» YOUR TASK
Every entry should be reproduced word for word.

» MATERIAL SHOWN
□ □ □ □ □

PR #69, opened 2017-08-03
Accelerate ITML on high-dimensional data

Callidior:
Admittedly, the changes proposed in this PR are very small, but in my test-case with 1024-dimensional data and 90 constraints, the run-time of ITML was reduced from 27 to 12 seconds.

Besides the changes in this PR, ITML could be accelerated further by not learning the metric `A` directly, but the decomposition `L` with `A = L^T * L` instead, as suggested in the ITML paper. However, that would require an efficient function for rank-1 updates/downdates of a Cholesky decomposition which is currently not available in `scipy` or `numpy`. And I don't think you would like to make another third-party module such as [`choldate`](https://github.com/jcrudy/choldate) a dependency just because of this.

### DIFF
--- a/metric_learn/itml.py
+++ b/metric_learn/itml.py
@@ -95,30 +95,30 @@ class ITML(BaseMetricLearner):
     gamma_proj = 1. if gamma is np.inf else gamma/(gamma+1.)
     pos_bhat = np.zeros(num_pos) + self.bounds_[0]
     neg_bhat = np.zeros(num_neg) + self.bounds_[1]
+    pos_vv = self.X_[a] - self.X_[b]
+    neg_vv = self.X_[c] - self.X_[d]
     A = self.A_
 
     for it in xrange(self.max_iter):
       # update positives
-      vv = self.X_[a] - self.X_[b]
-      for i,v in enumerate(vv):
+      for i,v in enumerate(pos_vv):
         wtw = v.dot(A).dot(v)  # scalar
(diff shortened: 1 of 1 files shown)


perimosocordiae:
I'm fine with adding an optional dependency it the speedup is significant, similar to the use of Shogun for LMNN.

Callidior:
The speedup resulting from working with the Cholesky decomposition of the metric instead of the metric itself depends on the dimensionality of the data. For the Iris dataset, there is no speedup. In my scenario with 1024-dimensional data, the runtime could further be reduced from 12 seconds to 9 seconds, so it's at least a slight acceleration.
However, since the implementation of ITML would have to be changed from estimating `A` to estimating `L`, it would be difficult to make this an *optional* dependency.

perimosocordiae:
Could have a completely separate implementation, `_CholeskyUpdateITML` for instance, and just swap out like we do with LMNN:

```python
try:
  import choldate
except ImportError:
  ITML = _ITML
else:
  ITML = _CholeskyUpdateITML
```

Common code could be shared via a base class.

perimosocordiae:
That said, I'm fine with leaving things as-is, unless there's a strong desire for the alternate version.

Callidior:
I agree. If some needs to process high-dimensional data with maximum possible speed, a `C`-implementation could be used for better efficiency. I've written one for my one purposes and it can handle my scenario in less than 2 seconds now.

Maybe its useful for some people ending up here: https://github.com/Callidior/libitml

PR #78, opened 2017-11-24
LMNN: fix mistake and improve performances

aje:
**Fix mistake in LMNN**
Issue in function _find_impostors:
 - the squared euclidean distance is used to compute the margins in variable "margin_radii"
 - the euclidean distance is used (through the function sklearn.metrics.pairwise.pairwise_distances) to compute distances between samples of different labels in variable "dist"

□ □ □ □ □

» OUTPUT FOR THIS TASK
PR #69, opened 2017-08-03
Accelerate ITML on high-dimensional data

Callidior:
Admittedly, the changes proposed in this PR are very small, but in my test-case with 1024-dimensional data and 90 constraints, the run-time of ITML was reduced from 27 to 12 seconds.

Besides the changes in this PR, ITML could be accelerated further by not learning the metric `A` directly, but the decomposition `L` with `A = L^T * L` instead, as suggested in the ITML paper. However, that would require an efficient function for rank-1 updates/downdates of a Cholesky decomposition which is currently not available in `scipy` or `numpy`. And I don't think you would like to make another third-party module such as [`choldate`](https://github.com/jcrudy/choldate) a dependency just because of this.

### DIFF
--- a/metric_learn/itml.py
+++ b/metric_learn/itml.py
@@ -95,30 +95,30 @@ class ITML(BaseMetricLearner):
     gamma_proj = 1. if gamma is np.inf else gamma/(gamma+1.)
     pos_bhat = np.zeros(num_pos) + self.bounds_[0]
     neg_bhat = np.zeros(num_neg) + self.bounds_[1]
+    pos_vv = self.X_[a] - self.X_[b]
+    neg_vv = self.X_[c] - self.X_[d]
     A = self.A_
 
     for it in xrange(self.max_iter):
       # update positives
-      vv = self.X_[a] - self.X_[b]
-      for i,v in enumerate(vv):
+      for i,v in enumerate(pos_vv):
         wtw = v.dot(A).dot(v)  # scalar
(diff shortened: 1 of 1 files shown)


perimosocordiae:
I'm fine with adding an optional dependency it the speedup is significant, similar to the use of Shogun for LMNN.

Callidior:
The speedup resulting from working with the Cholesky decomposition of the metric instead of the metric itself depends on the dimensionality of the data. For the Iris dataset, there is no speedup. In my scenario with 1024-dimensional data, the runtime could further be reduced from 12 seconds to 9 seconds, so it's at least a slight acceleration.
However, since the implementation of ITML would have to be changed from estimating `A` to estimating `L`, it would be difficult to make this an *optional* dependency.

perimosocordiae:
Could have a completely separate implementation, `_CholeskyUpdateITML` for instance, and just swap out like we do with LMNN:

```python
try:
  import choldate
except ImportError:
  ITML = _ITML
else:
  ITML = _CholeskyUpdateITML
```

Common code could be shared via a base class.

perimosocordiae:
That said, I'm fine with leaving things as-is, unless there's a strong desire for the alternate version.

Callidior:
I agree. If some needs to process high-dimensional data with maximum possible speed, a `C`-implementation could be used for better efficiency. I've written one for my one purposes and it can handle my scenario in less than 2 seconds now.

Maybe its useful for some people ending up here: https://github.com/Callidior/libitml

PR #78, opened 2017-11-24
LMNN: fix mistake and improve performances

aje:
**Fix mistake in LMNN**
Issue in function _find_impostors:
 - the squared euclidean distance is used to compute the margins in variable "margin_radii"
 - the euclidean distance is used (through the function sklearn.metrics.pairwise.pairwise_distances) to compute distances between samples of different labels in variable "dist"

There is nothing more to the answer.